Instructions to follow ▸ Determine how many lines in the listing contain the string "void". Only that number goes in the answer.

[Opening Extracted data section]

PR #914, opened 2025-01-13
Fix script error related to dropship and player server leave

Bobbyperson:
If a player leaves the same frame they enter the dropship, the server will crash. This is due to the SetVelocity line.

### Code review:

It's a one line change

### Testing:

Testing isn't needed, it's literally just an OnDestroy.

### DIFF
--- a/Northstar.CustomServers/mod/scripts/vscripts/_anim.gnut
+++ b/Northstar.CustomServers/mod/scripts/vscripts/_anim.gnut
@@ -1031,7 +1031,6 @@ void function FirstPersonSequence( FirstPersonSequenceStruct sequence, entity pl
 	player.EndSignal( "NewFirstPersonSequence" )
 	player.EndSignal( "ScriptAnimStop" )
 
-
 	player.SetVelocity( <0,0,0> ) // fix this
 	if ( player.IsPlayer() && sequence.snapPlayerFeetToEyes )
 	{
--- a/Northstar.CustomServers/mod/scripts/vscripts/_anim.gnut
+++ b/Northstar.CustomServers/mod/scripts/vscripts/_anim.gnut
@@ -1031,8 +1031,6 @@ void function FirstPersonSequence( FirstPersonSequenceStruct sequence, entity pl
 	player.EndSignal( "NewFirstPersonSequence" )
 	player.EndSignal( "ScriptAnimStop" )
 
-	if ( !IsValid( player ) )
-		return
 
 	player.SetVelocity( <0,0,0> ) // fix this
 	if ( player.IsPlayer() && sequence.snapPlayerFeetToEyes )
--- a/Northstar.CustomServers/mod/scripts/vscripts/_anim.gnut
+++ b/Northstar.CustomServers/mod/scripts/vscripts/_anim.gnut
@@ -1031,6 +1031,9 @@ void function FirstPersonSequence( FirstPersonSequenceStruct sequence, entity pl
 	player.EndSignal( "NewFirstPersonSequence" )
 	player.EndSignal( "ScriptAnimStop" )
 
+	if ( !IsValid( player ) )
+		return
+
 	player.SetVelocity( <0,0,0> ) // fix this
 	if ( player.IsPlayer() && sequence.snapPlayerFeetToEyes )
 	{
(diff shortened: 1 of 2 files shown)


Zanieon:
This is odd, is this still related to that old recurrent issue we talked about the Dropship crash after i reworked its script file? `FirstPersonSequence` function Is unlikely to be the real problem, if you got the callstacks in those crashes, check the functions that calls this one and see if they don't have a missing `player.EndSignal( "OnDestroy" )` on themselves, usually that EndSignal is what prevents crashes regarding invalid players in threaded functions.

Bobbyperson:
```
[04:46:13] [NORTHSTAR] [info] Player Spungussie disconnected: "Disconnect by user."
[04:46:13] [SCRIPT SV] [info] [ParseableLog] {"subject":{"type":"player","name":"Spungussie","playerIndex":2,"teamId":3,"uid":"1001311332166","ping":2424919,"kills":9,"deaths":0,"alive":true,"titan":false,"location":{"type":"vector","x":-1400.48,"y":-2021.84,"z":1079.96}},"verb":"disconnected"}
[04:46:13] [NORTHSTAR] [info] Player Spungussie disconnected: "Disconnect by user."
[04:46:13] [NORTHSTAR] [warn] attempted to write pdata of size 0!
[04:46:13] [SCRIPT SV] [info] SCRIPT ERROR: [SERVER] Attempted to call SetVelocity on invalid entity
[04:46:13] [SCRIPT SV] [info]  -> player.SetVelocity( <0,0,0> ) // fix this
[04:46:13] [SCRIPT SV] [info]
CALLSTACK
*FUNCTION [FirstPersonSequence()] _anim.gnut line [1034]

[04:46:13] [SCRIPT SV] [info] LOCALS
[ent] ENTITY (npc_dropship #NPC_EVAC_DROPSHIP [94] (NPC "npc_dropship" at <-1390.19 -2022.07 1142.11>))
[player] ENTITY (NULL)
[sequence] unknown struct
[this] TABLE
```
If I'm reading this right it's `npc_dropship` that's calling it. I'm not sure where to find related code for that.

Zanieon:
> This callstack isn't too useful, but perhaps it's `AddPlayerToEvacDropship` in `_evac.gnut`? It seems to be missing a `player.EndSignal( "OnDestroy" )`.

Looks like it's that actually, i just checked it myself, and that function does 2 calls of that function the first unthreaded one makes `AddPlayerToEvacDropship` wait for its entire execution to only then proceed with logic below, which means if someone disconnects during that time, the second call, the threaded one will crash the server because invalid player.

Northstar.CustomServers/mod/scripts/vscripts/evac/_evac.gnut
```diff
@@ -515,6 +515,8 @@ void function AddPlayerToEvacDropship( entity dropship, entity player )
 	idleFp.hideProxy = true
 	idleFp.viewConeFunction = ViewConeWide  
 		
+	player.EndSignal( "OnDestroy" )
```
Zanieon, line 518: Move this to the top of the function where the Dropship EndSignal is, Squirrel reads functions literally in the order of the casted code, this EndSignal will do better to fix this issue if the function stays aware of it right when it starts the logic.

Northstar.CustomServers/mod/scripts/vscripts/_anim.gnut
```diff
@@ -1031,6 +1031,7 @@ void function FirstPersonSequence( FirstPersonSequenceStruct sequence, entity pl
 	player.EndSignal( "NewFirstPersonSequence" )
 	player.EndSignal( "ScriptAnimStop" )
 
+
```
Zanieon, line 1034: Now i know why Spoon don't like seeing whitespaces added :V

Anyways, this file should be unmodified by now.

Bobbyperson:
There's a lot of random files with inconsistent tabs and spaces or like random double tabs in different places. Would a PR to do a simple formatting check over the whole repo be unwelcome? Maybe add a simple CI as well.

ASpoonPlaysGames:
> There's a lot of random files with inconsistent tabs and spaces or like random double tabs in different places. Would a PR to do a simple formatting check over the whole repo be unwelcome? Maybe add a simple CI as well.

Having a format check for squirrel has been something that has been wanted for a while now

GeckoEidechse:
> Would a PR to do a simple formatting check over the whole repo be unwelcome? Maybe add a simple CI as well.

This has been my number one request for like 2 years btw. See https://github.com/R2Northstar/Northstar/discussions/681

Zanieon (approved):
Code looks good so far now, gj!

Bobbyperson:
Don't know if my testing counts, but I've been running this on my server for two weeks with no problems.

[Closing Extracted data section]

Task response ▸ 5